» TASK INSTRUCTIONS: From the data underneath, reproduce exactly the stretch that begins at the line with "absent | 0 |" and ends after the line with "is re-instantiated; harmless.".

*** LISTED RECORDS ***

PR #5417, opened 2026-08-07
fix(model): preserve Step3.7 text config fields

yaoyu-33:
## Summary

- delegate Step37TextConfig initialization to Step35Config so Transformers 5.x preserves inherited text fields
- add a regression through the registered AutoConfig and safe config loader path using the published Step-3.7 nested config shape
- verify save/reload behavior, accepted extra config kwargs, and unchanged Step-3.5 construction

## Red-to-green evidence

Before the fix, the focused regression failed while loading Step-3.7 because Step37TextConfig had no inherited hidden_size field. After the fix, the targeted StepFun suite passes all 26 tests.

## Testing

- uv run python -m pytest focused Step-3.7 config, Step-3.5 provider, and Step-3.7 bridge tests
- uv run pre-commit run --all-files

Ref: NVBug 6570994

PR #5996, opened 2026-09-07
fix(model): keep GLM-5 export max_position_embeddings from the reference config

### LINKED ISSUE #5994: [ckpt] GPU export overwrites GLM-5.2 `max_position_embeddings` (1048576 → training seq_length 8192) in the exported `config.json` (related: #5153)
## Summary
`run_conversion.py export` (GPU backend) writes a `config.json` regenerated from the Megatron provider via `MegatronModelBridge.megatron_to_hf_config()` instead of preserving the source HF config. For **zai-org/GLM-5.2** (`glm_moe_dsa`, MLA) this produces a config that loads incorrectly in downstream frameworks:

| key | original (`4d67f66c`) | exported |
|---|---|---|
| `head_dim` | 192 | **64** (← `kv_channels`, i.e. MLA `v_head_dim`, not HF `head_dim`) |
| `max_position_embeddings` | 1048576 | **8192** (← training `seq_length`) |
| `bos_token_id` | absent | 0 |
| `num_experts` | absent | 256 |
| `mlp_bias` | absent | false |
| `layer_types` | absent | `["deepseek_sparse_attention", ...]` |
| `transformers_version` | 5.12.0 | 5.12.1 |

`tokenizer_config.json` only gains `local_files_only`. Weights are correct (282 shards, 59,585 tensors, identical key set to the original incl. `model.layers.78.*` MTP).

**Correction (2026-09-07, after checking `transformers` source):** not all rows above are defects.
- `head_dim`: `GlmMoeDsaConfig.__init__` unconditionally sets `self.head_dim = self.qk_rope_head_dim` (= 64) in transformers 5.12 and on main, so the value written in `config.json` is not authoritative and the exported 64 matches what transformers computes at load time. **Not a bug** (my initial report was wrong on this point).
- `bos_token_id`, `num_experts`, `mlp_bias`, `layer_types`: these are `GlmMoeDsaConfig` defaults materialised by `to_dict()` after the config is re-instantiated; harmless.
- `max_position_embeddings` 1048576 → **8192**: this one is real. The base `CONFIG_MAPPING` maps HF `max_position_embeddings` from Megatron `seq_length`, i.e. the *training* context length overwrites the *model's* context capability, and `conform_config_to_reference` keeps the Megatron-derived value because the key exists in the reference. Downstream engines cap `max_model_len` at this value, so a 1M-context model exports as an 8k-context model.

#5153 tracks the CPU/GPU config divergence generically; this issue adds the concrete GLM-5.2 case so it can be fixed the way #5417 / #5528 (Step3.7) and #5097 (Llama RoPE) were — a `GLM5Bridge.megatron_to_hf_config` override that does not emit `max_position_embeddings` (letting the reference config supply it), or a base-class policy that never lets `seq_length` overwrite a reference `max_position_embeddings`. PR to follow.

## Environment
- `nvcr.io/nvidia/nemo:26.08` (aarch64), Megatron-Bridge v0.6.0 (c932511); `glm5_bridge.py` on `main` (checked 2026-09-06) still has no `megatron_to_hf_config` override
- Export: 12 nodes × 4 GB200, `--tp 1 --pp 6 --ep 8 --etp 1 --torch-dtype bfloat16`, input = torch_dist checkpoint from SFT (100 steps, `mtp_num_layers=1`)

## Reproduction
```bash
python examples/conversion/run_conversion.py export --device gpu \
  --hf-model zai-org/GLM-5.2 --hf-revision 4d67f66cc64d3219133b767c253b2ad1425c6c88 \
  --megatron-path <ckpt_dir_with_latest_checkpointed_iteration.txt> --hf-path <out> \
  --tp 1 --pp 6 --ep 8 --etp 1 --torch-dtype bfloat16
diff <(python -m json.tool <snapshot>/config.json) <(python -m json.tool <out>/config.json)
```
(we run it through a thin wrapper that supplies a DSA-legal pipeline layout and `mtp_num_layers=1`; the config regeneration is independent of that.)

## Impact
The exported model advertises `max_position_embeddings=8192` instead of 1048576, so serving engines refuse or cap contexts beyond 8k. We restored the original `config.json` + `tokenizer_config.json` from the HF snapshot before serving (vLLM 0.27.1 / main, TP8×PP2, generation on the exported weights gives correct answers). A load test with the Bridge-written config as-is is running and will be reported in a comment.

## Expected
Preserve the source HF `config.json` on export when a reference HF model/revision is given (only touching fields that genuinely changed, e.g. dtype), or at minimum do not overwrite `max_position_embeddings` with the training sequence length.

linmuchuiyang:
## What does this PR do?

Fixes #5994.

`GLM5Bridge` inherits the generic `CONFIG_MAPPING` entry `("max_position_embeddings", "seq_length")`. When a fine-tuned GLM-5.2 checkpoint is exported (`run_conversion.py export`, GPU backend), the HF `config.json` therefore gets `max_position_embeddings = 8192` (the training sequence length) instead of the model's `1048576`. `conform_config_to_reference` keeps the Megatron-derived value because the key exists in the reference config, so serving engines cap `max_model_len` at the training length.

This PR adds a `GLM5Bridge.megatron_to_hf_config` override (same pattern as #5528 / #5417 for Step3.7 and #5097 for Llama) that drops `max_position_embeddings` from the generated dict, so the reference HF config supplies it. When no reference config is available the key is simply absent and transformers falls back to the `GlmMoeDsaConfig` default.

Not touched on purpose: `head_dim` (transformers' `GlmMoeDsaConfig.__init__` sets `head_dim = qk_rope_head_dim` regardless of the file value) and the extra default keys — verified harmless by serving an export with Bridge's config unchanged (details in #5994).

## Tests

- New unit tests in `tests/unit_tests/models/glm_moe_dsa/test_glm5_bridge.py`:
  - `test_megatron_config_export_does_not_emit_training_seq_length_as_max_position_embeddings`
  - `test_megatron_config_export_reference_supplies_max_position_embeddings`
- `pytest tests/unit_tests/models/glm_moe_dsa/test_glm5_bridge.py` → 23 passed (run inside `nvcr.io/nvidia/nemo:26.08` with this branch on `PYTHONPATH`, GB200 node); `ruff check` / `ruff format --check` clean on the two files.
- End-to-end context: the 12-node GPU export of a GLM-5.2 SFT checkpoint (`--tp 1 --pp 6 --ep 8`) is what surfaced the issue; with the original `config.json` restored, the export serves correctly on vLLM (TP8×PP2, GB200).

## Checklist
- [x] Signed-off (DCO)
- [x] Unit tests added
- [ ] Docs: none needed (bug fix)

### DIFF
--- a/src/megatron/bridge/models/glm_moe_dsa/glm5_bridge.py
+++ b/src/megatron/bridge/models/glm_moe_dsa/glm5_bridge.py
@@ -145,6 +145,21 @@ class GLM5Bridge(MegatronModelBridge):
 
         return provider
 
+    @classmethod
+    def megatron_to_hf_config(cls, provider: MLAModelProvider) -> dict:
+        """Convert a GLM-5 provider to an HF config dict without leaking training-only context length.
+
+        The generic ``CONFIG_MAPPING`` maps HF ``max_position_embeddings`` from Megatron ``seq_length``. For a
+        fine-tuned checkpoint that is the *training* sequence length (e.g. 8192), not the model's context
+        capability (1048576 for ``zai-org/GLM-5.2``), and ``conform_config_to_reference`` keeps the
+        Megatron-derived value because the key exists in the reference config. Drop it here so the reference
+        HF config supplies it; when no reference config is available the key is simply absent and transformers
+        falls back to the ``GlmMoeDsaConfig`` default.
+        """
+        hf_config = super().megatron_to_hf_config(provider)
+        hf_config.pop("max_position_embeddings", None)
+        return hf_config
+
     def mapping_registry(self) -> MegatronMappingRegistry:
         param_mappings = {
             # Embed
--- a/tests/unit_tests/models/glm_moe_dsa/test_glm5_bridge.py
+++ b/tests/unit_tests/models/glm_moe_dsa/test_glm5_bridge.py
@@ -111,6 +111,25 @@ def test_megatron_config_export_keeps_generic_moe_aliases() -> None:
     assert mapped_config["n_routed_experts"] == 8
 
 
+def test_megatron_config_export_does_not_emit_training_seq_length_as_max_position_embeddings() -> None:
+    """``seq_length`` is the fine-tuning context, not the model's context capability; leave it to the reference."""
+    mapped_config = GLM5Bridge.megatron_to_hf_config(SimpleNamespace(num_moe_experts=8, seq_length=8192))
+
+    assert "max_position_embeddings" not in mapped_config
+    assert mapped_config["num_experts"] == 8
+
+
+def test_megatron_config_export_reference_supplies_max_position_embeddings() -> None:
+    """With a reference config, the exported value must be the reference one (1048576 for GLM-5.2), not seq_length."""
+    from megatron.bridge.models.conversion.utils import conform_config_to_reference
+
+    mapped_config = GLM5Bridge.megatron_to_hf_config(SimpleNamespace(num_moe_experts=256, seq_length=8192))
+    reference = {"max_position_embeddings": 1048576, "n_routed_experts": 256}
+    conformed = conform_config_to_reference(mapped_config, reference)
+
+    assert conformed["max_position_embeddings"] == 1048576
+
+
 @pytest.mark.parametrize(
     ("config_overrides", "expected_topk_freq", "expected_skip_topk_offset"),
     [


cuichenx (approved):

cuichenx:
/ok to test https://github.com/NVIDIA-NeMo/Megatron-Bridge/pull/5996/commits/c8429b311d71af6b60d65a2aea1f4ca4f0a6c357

*** End of LISTED RECORDS ***

» TASK SOLUTION:
| `bos_token_id` | absent | 0 |
| `num_experts` | absent | 256 |
| `mlp_bias` | absent | false |
| `layer_types` | absent | `["deepseek_sparse_attention", ...]` |
| `transformers_version` | 5.12.0 | 5.12.1 |

`tokenizer_config.json` only gains `local_files_only`. Weights are correct (282 shards, 59,585 tensors, identical key set to the original incl. `model.layers.78.*` MTP).

**Correction (2026-09-07, after checking `transformers` source):** not all rows above are defects.
- `head_dim`: `GlmMoeDsaConfig.__init__` unconditionally sets `self.head_dim = self.qk_rope_head_dim` (= 64) in transformers 5.12 and on main, so the value written in `config.json` is not authoritative and the exported 64 matches what transformers computes at load time. **Not a bug** (my initial report was wrong on this point).
- `bos_token_id`, `num_experts`, `mlp_bias`, `layer_types`: these are `GlmMoeDsaConfig` defaults materialised by `to_dict()` after the config is re-instantiated; harmless.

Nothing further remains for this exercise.